Se o leitor solteiro passou a noite de S. Valentim a comer Haagen Dazs Dulce de Leche e - numa súbita vontade de arranjar companhia para futuramente fazer conchinha - voltou a instalar o Tinder, faça atenção. O melhor é ligar já ao seu gestor de conta para reduzir o plafond do seu cartão de crédito. Pelo menos, essa é uma das lições a tirar do documentário The Tinder Swindler (O Impostor do Tinder), da Netflix. Shimon Hayut, israelita de 31 anos, dizia ser herdeiro de um império de diamantes e terá burlado os seus matches em mais de 10 milhões de euros.

Apaixonadas pelo um príncipe encantado que encontraram no meio de zeros e uns e que lhes oferecia um estilo de vida só possibilitado por uma conta com um um seguido de muitos zeros, as várias mulheres emprestaram, sem garantias, centenas de milhares de euros, que alegava estar a ser perseguido por “inimigos” com intenções de o matar. O homem acabou detido, mas hoje vive em liberdade. Já as vítimas, não conseguiram reaver o seu dinheiro. Aparentemente, no Tinder, é mais difícil ser apanhado a cometer burla do que ser apanhado a cometer adultério.

Tenho dúvidas de que burla semelhante pudesse acontecer em Portugal. Em primeiro lugar, porque somos um país pobre, logo, desconfiado no que toca a emprestar dinheiro. “Ah, precisas de 10 000 euros para fugir aos teus inimigos? Olha, o máximo que posso fazer é emprestar-te o Lisboa Viva. Está carregado, é só andares de autocarro em autocarro, vais ver que despistas os gajos!” Em segundo lugar, porque somos um povo cauteloso nas aplicações de encontros. Cá, seria impensável que o burlão encontrasse alguém que aceitasse, como acontece no documentário, viajar com ele para a Bulgária com ele, o filho e a ex-mulher, depois de três ou quatro mensagens trocadas. Só se estivesse o próprio burlão a ser vítima de um embuste.

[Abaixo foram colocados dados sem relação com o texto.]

PR #6804, opened 2026-09-10
fix: harden device provisioning readiness

kaeawc:
## Summary

Booted `provisionDevice` results expose `sessionUuid` alongside the equal `sessionId` compatibility alias. Both direct MCP connections and the daemon proxy bind these acquired sessions; the proxy starts ownership heartbeats even when optional resource configuration returns an error with a retained session. Replay storage continues to use only `sessionId`.

Android runner setup retries explicit missing package/settings service failures within the original absolute deadline. Manager status reads preserve these transient failures, including when downloads are disabled. Permanent setup failures remain terminal. The existing retry executor provides cancellation-aware backoff, and status reads finish before another attempt begins.

Optional framework inspection stays diagnostic: synchronous throws and rejected promises cannot prevent readiness. Inspection has its own bounded lifetime, aborts when readiness settles, and observes bounded cleanup. Logs include redacted diagnostics.

## Validation

- 380 tests passed across provisioning, direct session binding, daemon proxy, Android manager, framework failure classification, and runner readiness suites.
- Regression coverage includes retained-session errors, Android/iOS aliases and persistence, replay/rebound, disabled boot/downloads, pending/rejecting/throwing probes, transient recovery, absolute deadlines, cancellation, and overlapping status reads.
- `bun run lint`: no new violations; all 13 boundary checks passed.
- `bun run build`, `bun run format:check`, and `git diff --check` passed.
- `bun run typecheck`: no new errors against the existing baseline.

The narrow framework classifier uses the standard library and existing error-message utility; no dependency was added.

### DIFF
--- a/src/server/deviceTools.ts
+++ b/src/server/deviceTools.ts
@@ -3247,10 +3247,15 @@ function createProvisionDeviceResponse(result: Record<string, unknown>) {
   const device = result.device as { name: string; platform: string };
   const resources = result.resources as DeviceResourceConfigurationResult | undefined;
   const resourceFailure = resources?.success === false;
+  const sessionId = typeof result.sessionId === "string" ? result.sessionId : undefined;
   return {
     ...createJSONToolResponse({
       message: `${device.platform} '${device.name}' provisioned (${result.lifecycleState})${resourceFailure ? "; requested resource configuration was not fully applied" : ""}`,
       ...result,
+      // `sessionId` remains the persisted daemon-internal handle for replay and
+      // recovery. Public preparation APIs use `sessionUuid`; retain sessionId
+      // as a compatibility alias for provisionDevice's existing consumers.
+      ...(sessionId ? { sessionUuid: sessionId, sessionId } : {}),
       ...(resources ? { success: resources.success } : {}),
     }),
     ...(resourceFailure ? { isError: true } : {}),
--- a/src/utils/RunnerReadinessService.ts
+++ b/src/utils/RunnerReadinessService.ts
@@ -142,6 +142,12 @@ export interface AndroidRunnerConnectDiagnostic {
   primaryUserStartState?: string;
 }
 
+export interface AndroidFrameworkReadinessResult {
+  ready: boolean;
+  unavailableResources?: string[];
+  diagnostic?: string;
+}
+
 interface SystemUiAnrReadinessClient {
   getAccessibilityHierarchy: NonNullable<ReadinessClient["getAccessibilityHierarchy"]>;
   requestTapCoordinates: NonNullable<ReadinessClient["requestTapCoordinates"]>;
@@ -149,6 +155,11 @@ interface SystemUiAnrReadinessClient {
 
 export interface RunnerReadinessDependencies {
   timer: Timer;
+  getAndroidFrameworkReadiness?(
+    device: BootedDevice,
+    signal: AbortSignal,
+    timeoutMs: number,
+  ): Promise<AndroidFrameworkReadinessResult>;
   getAndroidManager(device: BootedDevice): ReadinessAndroidManager;
   getAndroidClient(device: BootedDevice): ReadinessClient;
   getIosManager(device: BootedDevice): ReadinessIosManager;
@@ -234,6 +245,7 @@ export class RunnerReadinessService {
   }
 
   private async ensureAndroidReady(context: ReadinessAttemptContext): Promise<void> {
+    this.inspectAndroidFrameworkBestEffort(context);
     const manager = this.dependencies.getAndroidManager(context.device);
     const client = this.dependencies.getAndroidClient(context.device);
     if (context.skipCtrlProxyDownload) {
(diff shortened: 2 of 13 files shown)


src/server/deviceTools.ts
```diff
@@ -3247,10 +3247,15 @@ function createProvisionDeviceResponse(result: Record<string, unknown>) {
...
   const resources = result.resources as DeviceResourceConfigurationResult | undefined;
   const resourceFailure = resources?.success === false;
+  const sessionId = typeof result.sessionId === "string" ? result.sessionId : undefined;
   return {
     ...createJSONToolResponse({
       message: `${device.platform} '${device.name}' provisioned (${result.lifecycleState})${resourceFailure ? "; requested resource configuration was not fully applied" : ""}`,
       ...result,
+      // `sessionId` remains the persisted daemon-internal handle for replay and
+      // recovery. Public preparation APIs use `sessionUuid`; retain sessionId
+      // as a compatibility alias for provisionDevice's existing consumers.
```
kaeawc, line 3257: `provisionDevice` now emits `sessionUuid`, but the result-minted session is not treated as an acquisition. `DEVICE_SESSION_ACQUISITION_TOOLS` still contains only `getAndroid`, `getApple`, and `startDevice`, so the direct MCP path skips connection binding and the daemon proxy skips ownership-heartbeat establishment. The returned session can therefore be reaped before the caller uses it.

Reproduction:

```bash
bun -e 'import {isDeviceSessionAcquisitionTool} from "./src/server/deviceSessionResult"; console.log(isDeviceSessionAcquisitionTool("provisionDevice"))'
# false
```

Please add `provisionDevice` to the shared acquisition set and cover both direct-server binding and daemon-proxy heartbeat establishment. This should block merge.

src/utils/RunnerReadinessService.ts
```diff
@@ -268,6 +280,38 @@ export class RunnerReadinessService {
...
+  private inspectAndroidFrameworkBestEffort(context: ReadinessAttemptContext): void {
+    const probe = this.dependencies.getAndroidFrameworkReadiness;
+    if (!probe) {
+      return;
+    }
+    const remainingMs = Math.max(0, context.totalDeadlineMs - this.dependencies.timer.now());
+    if (remainingMs <= 0) {
+      return;
+    }
+    const inspectionSignal = context.signal ?? new AbortController().signal;
```
kaeawc: This fire-and-forget probe can outlive a completed readiness request and stack with subsequent calls. When the caller supplied no signal, the new `AbortController` is never aborted; even with a caller signal, successful request completion does not abort it. Each production probe launches two ADB commands, so repeated warm readiness calls can leave overlapping package/settings processes that race teardown or recovery.

I reproduced this with two completed `ensureReady` calls whose injected probes remained pending: two probes were active and both signals were still un-aborted.

Please give diagnostic work an owned lifetime: either await a strictly bounded inspection at a point where its result cannot gate readiness, or create a child controller that is aborted when `ensureAndroidReady` settles and await/observe process settlement. Add a repeated-call test proving no probe remains active after readiness returns. This should block merge.

src/utils/RunnerReadinessService.ts
```diff
@@ -234,6 +245,7 @@ export class RunnerReadinessService {
   }
 
   private async ensureAndroidReady(context: ReadinessAttemptContext): Promise<void> {
```
kaeawc, line 256: The diagnostic probe does not delay or retry the required framework-dependent work, so the reported boot failure remains. Immediately after launching this detached inspection, `ensureCompatibleVersion`, `isInstalled`, `isEnabled`, and `setup` run once. `AndroidCtrlProxyManager.isInstalled`/`isEnabled` turn missing `package`/`settings` services into `false`, and setup/install failures become a terminal `RunnerReadinessError`; none of these paths retries when Android services appear later.

The new permanent-inspection test passes only because its fake manager reports compatibility, installation, and enablement as ready despite the probe claiming both services are absent. It does not model the observed failure.

Please retry the *required* CtrlProxy setup sequence when its failure is classified as transient framework boot readiness, under the existing absolute deadline and cancellation signal. Keep optional inspection non-gating, but add deterministic tests where manager operations fail with `Can't find service: package/settings` and later succeed, plus deadline and cancellation cases. This should block merge.

test/utils/RunnerReadinessService.test.ts
```diff
@@ -294,6 +301,52 @@ function appScreenMimickingEnglishSystemUiAnr(): ViewHierarchyResult {
 }
 
 describe("RunnerReadinessService", () => {
+  test("does not let Android framework inspection block runner setup", async () => {
+    const inspectionStarted = Promise.withResolvers<void>();
+    const androidClient = new FakeReadinessClient();
+    androidClient.connected = false;
+    const { service, androidManager } = createService({
+      androidClient,
+      getAndroidFrameworkReadiness: async () => {
```
kaeawc, line 311: This test does not prove that inspection is non-blocking because the injected probe resolves immediately. An implementation that `await`s the probe still passes unchanged. The sibling “permanent failure” test also resolves `{ ready: false }`, so the rejection handler is not exercised.

Use a pending probe and assert `ensureReady` completes before releasing it, then add a rejecting probe and assert required readiness still succeeds. That will discriminate detached/non-gating behavior from accidentally awaited behavior (and should be paired with the lifecycle test from the implementation comment proving no work remains after return). This should block merge because the central behavior claimed by the PR is currently untested.

test/server/deviceTools.provisionDevice.test.ts
```diff
@@ -706,10 +706,51 @@ describe("provisionDevice handler", () => {
...
+      const response = JSON.parse(
+        (
+          (await ToolRegistry.getTool("provisionDevice")!.handler({
+            ...provisionTestArgs(platform, `operation-public-session-${platform}`),
+            readiness: "none",
+          })) as any
+        ).content[0].text,
+      );
+
+      expect(response.sessionUuid).toEqual(expect.any(String));
```
kaeawc, line 742: The requested compatibility contract is not asserted: this only proves `sessionUuid` is some string. It would pass if `sessionUuid` and retained `sessionId` referred to different sessions, and existing replay/rebound tests still assert only `sessionId`.

Please assert exact public key presence and `sessionUuid === sessionId` for fresh Android/iOS results, completed-operation replay, and daemon rebound/recovery. Also assert the persisted operation result remains internal (`sessionId` only, no `sessionUuid`) so response shaping cannot accidentally change replay storage semantics. The resource-failure response should receive the same alias coverage. This is required contract coverage and should block merge.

Por outro lado, Shimon Hayut recorria ao abuso emocional para burlar as vítimas com quem mantinha uma relação romântica. E, quanto a esse tema, os portugueses não são nem inocentes nem impermeáveis. Somos reservados, dizem-nos os estudos, nas dating apps, mas na televisão toleramos espectáculos degradantes de abuso no contexto de relação. Dito isto, o desígnio nacional dos próximos tempos tem de ser impedir Bruno de Carvalho de instalar Tinder. Se bem que, depois dos sportinguistas e dos telespectadores do Big Brother, é provável que já seja difícil que alguém caia no seu engate.